> **YOUR OBJECTIVE**
Nothing should be output except the lines from the top of the material below through the line that contains "use the context.", each exactly as written.

------------------------------------------------------------------------

PR #1683, opened 2025-02-28
[Publisher][Admin Panel] Refactor Agency Provisioning

### LINKED ISSUE #1624: [Refactor] Admin Panel: Agency Provisioning
The Agency Provisioning component has grown significantly in size and complexity, making it increasingly difficult to manage and extend as we plan for upcoming features. To ensure the system remains flexible and maintainable, we propose breaking down the component into smaller, more modular pieces. This refactor will make it easier to add new functionality, reduce technical debt, and improve overall code quality as we continue to scale.

This PR focuses on the following key goals:

**Modularization**: Begin the process of splitting the Agency Provisioning component into smaller, more manageable modules. See starting point in screenshot below.

**Test Coverage**: Before breaking down the component, we should increase our coverage by writing tests to ensure the existing functionality remains intact and behaves as expected and continues to behave as expected when we refactor.

Image

This is just a starting point suggestion - please feel free to come up with your own abstraction. We can begin by breaking the tabs into separate components (purple highlight), and each orange highlighted section can be broken up into its own individual components - one for the general agency information that is simple and unlikely to change, one for the superagency/child agency selection, and one for the copy metric settings feature.

nasaownsky:
## Description of the change

Refactored Agency Provisioning to smaller components with the use of Contexts

## Type of change

## Related issues

closes #1624 

### Development

### Code review


nasaownsky:
Now when we finally done with design updates we can revisit this one! So I was thinking about approach like this, what do you think about it @mxosman?

mxosman:
This is a great start, @nasaownsky! Super helpful to see your approach. I want to see if we can break things down even further and based on our conversation a few months ago, consider using `contexts` to help us with all of this:

* Maybe let's create an `AgencyProvisioningContext` and `AgencyProvisioningProvider` to house a bunch of the intermediary state logic (`selectedSystems`, `nameValue`, `URLValue`, etc), and make a `useAgencyProvisioning` to use the context.
* Breakdown the `AgencyGeneralInformation`'s individual components:
  * `AgencyGeneralInformation` will now take in the `selectedAgency` and use the `AgencyProvisioningProvider`
  * `AgencyGeneralInformationContent` as the parent that'll be inside of the provider, and use the values in `useAgencyProvisioning`, and include things like the URL validation logic
  * `AgencyNameInput`
  * `AgencyStateInput`
  * `AgencyCountyInput`
  * `AgencySystemsInput`
  * `AgencyDescriptionInput`
  * `AgencyURLInput`
  * `DashboardEnabledCheckbox`

Let me know your thoughts - I think the above would help clean things up even more.

publisher/src/components/AdminPanel/AgencyProvisioningComponents/AgencyGeneralInformation.tsx
```diff
@@ -0,0 +1,341 @@
...
+                  SupervisionSubsystems.forEach((subsystem) =>
+                    currentSystems.delete(subsystem)
+                  );
+                }
+
+                return toggleAddRemoveSetItem(
+                  currentSystems,
+                  id as AgencySystems
+                );
+              });
```
mxosman, line 258: Would love if possible for large inline logic like this to be extracted outside of the component body or better yet, be made into a util if possible.

publisher/src/components/AdminPanel/AgencyProvisioningContext.tsx
```diff
@@ -0,0 +1,119 @@
...
+  setShowSelectionBox: React.Dispatch<
+    React.SetStateAction<SelectionInputBoxType | undefined>
+  >;
+  nameValue: string;
+  setNameValue: React.Dispatch<React.SetStateAction<string>>;
+  URLValue: string;
+  setURLValue: React.Dispatch<React.SetStateAction<string>>;
+  descriptionValue: string;
+  setDescriptionValue: React.Dispatch<React.SetStateAction<string>>;
+}
```
nasaownsky, line 38: This part will be expanding with further refactor, but I find it a little bit clunky. Maybe you aware of some better way we could group this?

mxosman:
Thank you for your patience - I promise to review as soon as I get a chance!

publisher/src/components/AdminPanel/AgencyProvisioningComponents/index.ts
```diff
@@ -0,0 +1,25 @@
...
+// This program is distributed in the hope that it will be useful,
+// but WITHOUT ANY WARRANTY; without even the implied warranty of
+// MERCHANTABILITY or FITNESS FOR A PARTICULAR PURPOSE.  See the
+// GNU General Public License for more details.
+//
+// You should have received a copy of the GNU General Public License
+// along with this program.  If not, see <https://www.gnu.org/licenses/>.
+// =============================================================================
+
+export { default as AgencyCountyInput } from "./AgencyCountyInput";
```
mxosman, line 18: Any reason to lean towards exporting `default` vs just exporting the component?

publisher/src/components/AdminPanel/AgencyProvisioningComponents/utils.ts
```diff
@@ -0,0 +1,91 @@
...
+    },
+    {
+      label: "Close",
+      onClick: () => closeCallback(),
+    },
+  ];
+};
+
+export const updateSystemsSelections = (
+  id: string | number,
```
mxosman, line 60: Since the id here will always be systems, could we type it as `AgencySystems`?

publisher/src/components/AdminPanel/AgencyProvisioningContext.tsx
mxosman: Do we need to pass around the SetState functions via context? I'm thinking those can live in their respective components, and just update the store directly. Or are we doing this because we're checking to see if there are any updates?

I do agree, this does feel clunky. LMK your thoughts on the questions above, and we can rethink this. If we need these for the purposes of checking updates, we should think of a different solution to check whether or not a user made updates - but I'm thinking each component can either internalize their state or update the store directly - and we should only pass items shared between these individual components via context. But, let me know if I'm not thinking this all the way through as you have.

publisher/src/components/AdminPanel/AgencyProvisioningContext.tsx
```diff
@@ -0,0 +1,119 @@
...
+
+  const [nameValue, setNameValue] = useState<string>(
+    selectedAgency?.name ?? ""
+  );
+  const [URLValue, setURLValue] = useState<string>(
+    selectedAgency?.agency_url ?? ""
+  );
+  const [descriptionValue, setDescriptionValue] = useState<string>(
+    selectedAgency?.agency_description ?? ""
+  );
```
mxosman, line 78: Same comment as above re: these being internalized in their own components.

publisher/src/components/AdminPanel/AgencyProvisioningContext.tsx
```diff
@@ -0,0 +1,119 @@
...
+
+  const providerValue = useMemo(
```
mxosman, line 80: Ah, interesting that we're memoizing this - any reason?

publisher/src/components/AdminPanel/AgencyProvisioningComponents/utils.ts
```diff
@@ -0,0 +1,91 @@
...
+      onClick: (filteredList: SearchableListItem[] | undefined) => {
+        setState(selectAllSet);
+        if (filteredList) {
+          const filteredSet = new Set(
+            filteredList.map((obj) => obj.id)
+          ) as Set<T>;
+          setState(filteredSet);
+        }
+        if (selectAllCallback) selectAllCallback();
+      },
```
mxosman, line 46: Small refactor suggestion to avoid two calls to `setState` (worth testing):

```
onClick: (filteredList: SearchableListItem[] | undefined) => {
  const newSelection = filteredList
    ? new Set(filteredList.map((obj) => obj.id)) as Set<T>
    : selectAllSet;

  setState(newSelection);

  if (selectAllCallback) {
    selectAllCallback();
  }
},
```

publisher/src/components/AdminPanel/AgencyProvisioningComponents/AgencyURLInput.tsx
```diff
@@ -0,0 +1,66 @@
...
+
+import { useStore } from "../../../stores";
+import * as Styled from "../AdminPanel.styles";
+import { useAgencyProvisioning } from "../AgencyProvisioningContext";
+
+const AgencyURLInput: React.FC = observer(() => {
+  const { adminPanelStore } = useStore();
+  const { updateAgencyURL } = adminPanelStore;
+
+  const { URLValue, setURLValue } = useAgencyProvisioning();
```
mxosman, line 30: Sorry, I might've mislead you here... I'm now wondering whether or not we need to pass things like this around, or if it can just live within this component?

publisher/src/components/AdminPanel/AgencyProvisioningComponents/AgencySystemsInput.tsx
```diff
@@ -0,0 +1,103 @@
...
+  } = useAgencyProvisioning();
+
+  return (
+    <>
+      {showSelectionBox === SelectionInputBoxTypes.SYSTEMS && (
+        <InteractiveSearchList
+          list={searchableSystems}
+          boxActionType={InteractiveSearchListActions.ADD}
+          selections={selectedSystems}
+          buttons={getInteractiveSearchListSelectDeselectCloseButtons(
```
mxosman, line 55: Let's break this apart outside of the component and pass in the final result. Even breaking apart the arguments here would be more readable.

publisher/src/components/AdminPanel/AgencyProvisioningComponents/AgencyStateInput.tsx
```diff
@@ -0,0 +1,97 @@
...
+        <InteractiveSearchList
+          list={AdminPanelStore.searchableStates}
+          boxActionType={InteractiveSearchListActions.ADD}
+          selections={
+            agencyProvisioningUpdates.state_code
+              ? new Set([agencyProvisioningUpdates.state_code])
+              : new Set()
+          }
+          buttons={interactiveSearchListCloseButton}
+          updateSelections={({ id }) => {
```
mxosman, line 60: nit: let's move this logic outside of the prop and put it in a callback

publisher/src/components/AdminPanel/AgencyProvisioningComponents/AgencyCountyInput.tsx
```diff
@@ -0,0 +1,94 @@
...
+            agencyProvisioningUpdates.fips_county_code
+              ? new Set([agencyProvisioningUpdates.fips_county_code])
+              : new Set()
+          }
+          buttons={interactiveSearchListCloseButton}
+          updateSelections={({ id }) => {
+            updateCountyCode(
+              agencyProvisioningUpdates.fips_county_code === id
+                ? null
+                : (id as FipsCountyCodeKey)
```
mxosman, line 62: nit: move this outside and pass in the final result here

publisher/src/components/AdminPanel/AgencyProvisioning.tsx
```diff
@@ -464,17 +433,20 @@ export const AgencyProvisioning: React.FC<ProvisioningProps> = observer(
      * New agency: an update has been made when the agency has a value for `agencyProvisioningUpdates.agency_description`
      */
     const hasDescriptionUpdate = selectedAgency
-      ? descriptionValue !== (selectedAgency.agency_description || "")
-      : Boolean(agencyProvisioningUpdates.agency_description);
+      ? agencyProvisioningUpdates.agency_description !== null &&
```
mxosman, line 436: I reviewed from the bottom up - sorry if this feels out of order. I'm wondering if we should rethink how we're handling detecting updates because this part is also one of the clunkiest parts... Might be worth handling in the store - what are your thoughts?

mxosman (commented):
@nasaownsky - my sincerest apologies for the long delay in reviewing this. I like how this is coming along - very much appreciate you working through this as it's super gnarly. Let me know if any of my comments make sense/I can clarify further. Sorry if it feels thrashy, but we're honing in on a good clean up I think.

publisher/src/components/AdminPanel/AgencyProvisioningComponents/index.ts
nasaownsky: Yeah, I think just components will do better.

publisher/src/components/AdminPanel/AgencyProvisioningComponents/utils.ts
nasaownsky: I think no, because `id` comes from `updateSelections` as `string | number`, and it's used in several other places, so I think this was done on purpose for the sake of versatility.

publisher/src/components/AdminPanel/AgencyProvisioningContext.tsx
nasaownsky: We're using `useMemo` here to avoid unnecessary re-renders of components that will consume `providerValue`.

nasaownsky:
@mxosman Thank you for your review! So I answered/fixed some of your questions, but returning to the contexts: I hooked up all Agency Information tab (since I worked on it anyway) for us to have bigger picture. Yes, I totally agree that in places where we can internalize states this would be ideal, but in some cases we need them for cross-use between multiple components and/or Agency Provisioning (but they're not really suitable for store, because Agency Provisioning would be the only place we will use them, so that's kinda the reason we choosed the contexts way in the first place). I think with the excluded internalized states and some type improvements I made it actually works flawlessly for our needs here. What do you think?

I'll look into the rest of your review tomorrow, but you're welcome to add more comments on the new code! And also I have one small question below. Thank you so much!

publisher/src/components/AdminPanel/AgencyProvisioningComponents/ChildAgenciesList.tsx
```diff
@@ -0,0 +1,108 @@
...
+              new Set(agencyIDs.filter((id) => id !== selectedAgency?.id)),
+              () => setShowSelectionBox(undefined)
+            )}
+            updateSelections={({ id }) => {
+              setSelectedChildAgencyIDs((prev) =>
+                toggleAddRemoveSetItem(prev, +id)
+              );
+              // Question: when selecting new child agency from superagencies list should we also update selected child agencies to copy metrics into? I'd say we should.
+              setSelectedChildAgencyIDsToCopy((prev) =>
+                toggleAddRemoveSetItem(prev, +id)
```
nasaownsky, line 72: The question! For example, when the copy metrics section is enabled, when we selecting new child agencies for superagency they will not be included in the selected child agencies in copy metrics section. I think maybe we should include them?

mxosman: Oh this is a great question - I think we should too - but, let me check in with @nichelle-hall. Were we including them beforehand?

@nichelle-hall - re: @nasaownsky's question - do you know if the copy metric settings to child agencies script needs the child agencies to be connected to the agency beforehand? Or (in the above scenario), can we add child agencies and trigger the copy in the same request?

mxosman:
@mxosman Thank you for your review! So I answered/fixed some of your questions, but returning to the contexts: I hooked up all Agency Information tab (since I worked on it anyway) for us to have bigger picture. Yes, I totally agree that in places where we can internalize states this would be ideal, but in some cases we need them for cross-use between multiple components and/or Agency Provisioning (but they're not really suitable for store, because Agency Provisioning would be the only place we will use them, so that's kinda the reason we choosed the contexts way in the first place). I think with the excluded internalized states and some type improvements I made it actually works flawlessly for our needs here. What do you think?

For sure! I think for the state that's shared - we can pass them around the context, but what gave me pause were things that aren't shared being passed through the context (e.g. updating the agency URL, description, etc.) - I think it makes more sense to keep those components state internalized and only share things that are used by other components. That'll reduce some of the bloating of the `AgencyProvisioningContextProps` that we were seeing before. I see that you cleaned that up though - so no worries there. 

Thank you for stitching everything together - I'll keep giving this my full attention now that I have a little more room to breathe w/ other focuses. Hoping to help wrap this up soon! It's much cleaner than the towering monolith it was before! I appreciate you so much. 🙏

publisher/src/components/AdminPanel/AgencyProvisioningComponents/ChildAgenciesList.tsx
nichelle-hall: The script requires that the child agencies are already connected to the agency because it queries for them in the DB directly.

publisher/src/components/AdminPanel/AgencyProvisioning.tsx
```diff
@@ -745,633 +636,66 @@ export const AgencyProvisioning: React.FC<ProvisioningProps> = observer(
...
-                                agenciesByID[
-                                  agencyProvisioningUpdates.super_agency_id
-                                ]?.[0].name}
-                            </Styled.Chip>
-                          )}
-                        </Styled.ChipContainer>
-                        <Styled.ChipContainerLabel>
-                          Superagency
-                        </Styled.ChipContainerLabel>
-                      </Styled.InputLabelWrapper>
```
mxosman, line 1373: Super satisfying to see all of the logic removed in this file!

publisher/src/components/AdminPanel/AgencyProvisioningComponents/ChildAgenciesList.tsx
nasaownsky: Got it, thank you @mxosman and @nichelle-hall!

publisher/src/components/AdminPanel/AgencyProvisioning.tsx
nasaownsky: Yes, everything comes together!

publisher/src/components/AdminPanel/AgencyProvisioningComponents/utils.ts
nasaownsky: Thank you for suggestion, working as expected!

publisher/src/components/AdminPanel/AgencyProvisioning.tsx
nasaownsky: Hmm, I think maybe let's finish with breaking into small components and then think some more about internal `AgencyProvisioning` logic. Maybe it is could be optimized, but we need to have all small components to be settled and dandy.

publisher/src/components/AdminPanel/AgencyProvisioningContext.tsx
```diff
@@ -39,6 +44,14 @@ interface AgencyProvisioningContextProps {
...
   selectedMetricsKeys: Set<string>;
   setSelectedMetricsKeys: SetState<Set<string>>;
+  addOrDeleteUserAction?: InteractiveSearchListAction;
+  setAddOrDeleteUserAction: SetState<InteractiveSearchListAction | undefined>;
+  selectedTeamMembersToAdd: Set<number>;
+  setSelectedTeamMembersToAdd: SetState<Set<number>>;
+  selectedTeamMembersToDelete: Set<number>;
+  setSelectedTeamMembersToDelete: SetState<Set<number>>;
+  teamMemberRoleUpdates: UserRoleUpdates | Record<number, never>;
+  setTeamMemberRoleUpdates: SetState<UserRoleUpdates | Record<number, never>>;
```
mxosman, line 54: Yeah, this is now a mammoth... One option would be to break up the modularize each context more, and have a special context + provider for each set of things (agency info, super/child agency selection, copy metrics, team members, etc.). A lower lift option that I'm also open to would be to extract all of this into the `types.ts` and creating a different type for each state group? No biggie - just a thought (feel free to ignore). At the very least we can move it to `types.ts`

E.g.

```
export interface SuperChildAgencyInfo { // or a better name/suffix
  isChildAgencySelected: boolean;
  setIsChildAgencySelected: SetState<boolean>;
  selectedChildAgencyIDs: Set<number>;
  setSelectedChildAgencyIDs: SetState<Set<number>>;
}

export interface CopyMetricSettingsInfo {
  selectedChildAgencyIDsToCopy: Set<number>;
  setSelectedChildAgencyIDsToCopy: SetState<Set<number>>;
  isCopySuperagencyMetricSettingsSelected: boolean;
  setIsCopySuperagencyMetricSettingsSelected: SetState<boolean>;
  selectedMetricsKeys: Set<string>;
  setSelectedMetricsKeys: SetState<Set<string>>;
}

export interface TeamMemberInfo {
  selectedTeamMembersToAdd: Set<number>;
  setSelectedTeamMembersToAdd: SetState<Set<number>>;
  selectedTeamMembersToDelete: Set<number>;
  setSelectedTeamMembersToDelete: SetState<Set<number>>;
  teamMemberRoleUpdates: UserRoleUpdates | Record<number, never>;
  setTeamMemberRoleUpdates: SetState<UserRoleUpdates | Record<number, never>>;
}
```

Then in the `AgencyProvisioningContextProps`:

```
export interface AgencyProvisioningContextProps {
  ...
  // Something like...
  superChildAgencyInfo: SuperChildAgencyInfo; // will have to destructure/de-nest
  copyMetricSettings: CopyMetricSettingsInfo; // will have to destructure/de-nest
  teamMembers: TeamMemberInfo; // will have to destructure/de-nest
}
```

mxosman (commented):
This is looking fantastic! I'm sure there are ways we can improve this even more via refactoring the stores and introducing new ones, but the goal was to dramatically improve the previous abstraction, which I think you accomplished beautifully given the challenges of the previous abstraction! I appreciate all your time, efforts and ideas so much. I love this version so much better than before!

I left some super minor suggestions - Nichelle and I will do some manual testing this week and then I think this should be good to go. LMK once you feel like this is ready for me to deploy to a playtesting branch and we'll proceed with a manual test.

helperbot-recidiviz:

publisher/src/components/AdminPanel/AgencyProvisioningContext.tsx
nasaownsky: Sure, elevated your second suggestion -- please check my changes.

nasaownsky:
> LMK once you feel like this is ready for me to deploy to a playtesting branch and we'll proceed with a manual test.

I think it should be ready for testing. I also thoughtfully tested this on every step, comparing existed behavior from `staging` with refactored changes. So yeah, please do test it once more and let me know if anything work not as expected.

helperbot-recidiviz:

publisher/src/components/AdminPanel/types.ts
```diff
@@ -274,6 +274,39 @@ export type InteractiveSearchListProps = {
   isActiveBox?: boolean;
 };
 
+/** Agency Provisioning Context Types */
+
+export type SetState<T> = React.Dispatch<React.SetStateAction<T>>;
+
+export interface SuperagencyChildAgencyContext {
+  selectedSystems: Set<AgencySystem>;
+  setSelectedSystems: SetState<Set<AgencySystem>>;
```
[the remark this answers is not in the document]
nasaownsky: They're used both in general info and in superageny/child agency context, but you're right, they probably should be in general.

nichelle-hall:
@nasaownsky Here’s what I observed during manual testing:

- The “Is Stepping Up Agency” checkbox is no longer visible.

- When creating a new agency from the Create User modal, the new agency is created successfully — but all previously existing agencies are deleted.

- If I create a new agency from the Create User modal (same issue as above), then save the user and reopen the modal, the agency that was just created is automatically added to the new user's agency list.

Let me know if you'd like me to test a specific flow or retest after a fix!

mxosman:
Great catches, Nichelle! I just finished up testing as well and have similar findings:

* +1 to Nichelle, I think we forgot to add in the Stepping Up checkbox that was worked on separately.
* Related to the first bullet point - we're also missing the Reporting Agency Metric feature & tab as well.

Those might be the only two that were worked on in parallel to this PR - would you mind doing a quick check to see if there are other Admin Panel related work that we might be missing as well?

* I too am noticing the same weird behavior when creating an agency via the secondary flow from the User Provisioning screen. It clears out all of the agencies, and when you refresh and open up the user again, now they have two instances of the newly created agency. Oi - it looks like this is happening in staging - I'll create a new ticket for it since it's high priority, but we should take this down until we fix it.

* There's a separate bug that's unrelated to this and might be BE during the copying of metric settings which I'll create a separate ticket for. 

Other than the above, I wasn't able to find anything else.

> If I create a new agency from the Create User modal (same issue as above), then save the user and reopen the modal, the agency that was just created is automatically added to the new user's agency list.

@nichelle-hall - I think this is the expected behavior. If you're creating a new agency from that secondary modal that pops up, the code assumes that you're wanting to add that agency to the current user. LMK if I'm misunderstanding you though!

nasaownsky:
@mxosman @nichelle-hall I'm seeing Stepping Up Agency checkbox & Metrics Reporting Agency tab on localhost. Maybe playtest builded with some different env?

mxosman:
> @mxosman @nichelle-hall I'm seeing Stepping Up Agency checkbox & Metrics Reporting Agency tab on localhost. Maybe playtest builded with some different env?

Oh strange... It looks like the cloud build for the deploy to playtesting actually failed silently. Thanks for calling this out. Hmm... I'll debug and follow up soon.

mxosman:
OK - no clue what happened... I just redeployed again and it built just fine. This deploy might've resolved a caching issue as it was blocking on the node version being too high - sorry about the false alarms, @nasaownsky!

@nichelle-hall - this means the version we tested was not this one... sorry for the back and forth, would you mind retesting again?

@nasaownsky - in the meantime, would you mind taking a look at #1728?

mxosman:
@nasaownsky - a couple of things:

1. One thing I'm noticing is when you go to other tabs and go back to the Agency Information, the inputs are wiped out. Would you mind taking a look?

It's more visible when trying to create a new agency. Try that, enter a name and description and URL, and go to the Team Members tab and then back.

2. When creating a new agency, and you fill out the required fields, the error state on the URL no longer blocks saving. It allows you to save with a bad url that then gets stripped out when you reopen the modal.

nasaownsky:
>One thing I'm noticing is when you go to other tabs and go back to the Agency Information, the inputs are wiped out. Would you mind taking a look?

@mxosman this is the downside of separating things into smaller components. Moving states to context resolves the problem though. So I  think the solution here is to move user edited text field's states to the context. What do you think?

mxosman:
> > One thing I'm noticing is when you go to other tabs and go back to the Agency Information, the inputs are wiped out. Would you mind taking a look?
> 
> @mxosman this is the downside of separating things into smaller components. Moving states to context resolves the problem though. So I think the solution here is to move user edited text field's states to the context. What do you think?

Yeah, that makes sense. I think anything that's shared/observed by other components should live in the context and anything that isn't should continue being encapsulated. In this case - maybe just the state and not the setter?

nasaownsky:
>In this case - maybe just the state and not the setter?

I don't think this is possible, because in that case (without setter in the context) the state value just won't be updated. So should I include agency name, url and description values/setters to context for them not to be wiped out when switching tabs?

mxosman:
> > In this case - maybe just the state and not the setter?
> 
> I don't think this is possible, because in that case (without setter in the context) the state value just won't be updated. So should I include agency name, url and description values/setters to context for them not to be wiped out when switching tabs?

Ah, right - yes, sorry - not thinking about this all the way through - as all the state is up on the provider and the components themselves need the setter from there - my bad! Yes, please.

mxosman (approved):
Thank you for all of the sweat and effort you put into cleaning this all up, @nasaownsky! I appreciate your help more than you know and very much appreciate your patience throughout the review cycle, and with all of the changes requested. This was a hell of an undertaking! It feels so much better than before, all thanks to you! 🙏 🙏 🙏

nasaownsky:
Thank you so much for all your help with figuring this out and final testing @mxosman and @nichelle-hall!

------------------------------------------------------------------------

> **ANSWER SPACE**
PR #1683, opened 2025-02-28
[Publisher][Admin Panel] Refactor Agency Provisioning

### LINKED ISSUE #1624: [Refactor] Admin Panel: Agency Provisioning
The Agency Provisioning component has grown significantly in size and complexity, making it increasingly difficult to manage and extend as we plan for upcoming features. To ensure the system remains flexible and maintainable, we propose breaking down the component into smaller, more modular pieces. This refactor will make it easier to add new functionality, reduce technical debt, and improve overall code quality as we continue to scale.

This PR focuses on the following key goals:

**Modularization**: Begin the process of splitting the Agency Provisioning component into smaller, more manageable modules. See starting point in screenshot below.

**Test Coverage**: Before breaking down the component, we should increase our coverage by writing tests to ensure the existing functionality remains intact and behaves as expected and continues to behave as expected when we refactor.

Image

This is just a starting point suggestion - please feel free to come up with your own abstraction. We can begin by breaking the tabs into separate components (purple highlight), and each orange highlighted section can be broken up into its own individual components - one for the general agency information that is simple and unlikely to change, one for the superagency/child agency selection, and one for the copy metric settings feature.

nasaownsky:
## Description of the change

Refactored Agency Provisioning to smaller components with the use of Contexts

## Type of change

## Related issues

closes #1624 

### Development

### Code review


nasaownsky:
Now when we finally done with design updates we can revisit this one! So I was thinking about approach like this, what do you think about it @mxosman?

mxosman:
This is a great start, @nasaownsky! Super helpful to see your approach. I want to see if we can break things down even further and based on our conversation a few months ago, consider using `contexts` to help us with all of this:

* Maybe let's create an `AgencyProvisioningContext` and `AgencyProvisioningProvider` to house a bunch of the intermediary state logic (`selectedSystems`, `nameValue`, `URLValue`, etc), and make a `useAgencyProvisioning` to use the context.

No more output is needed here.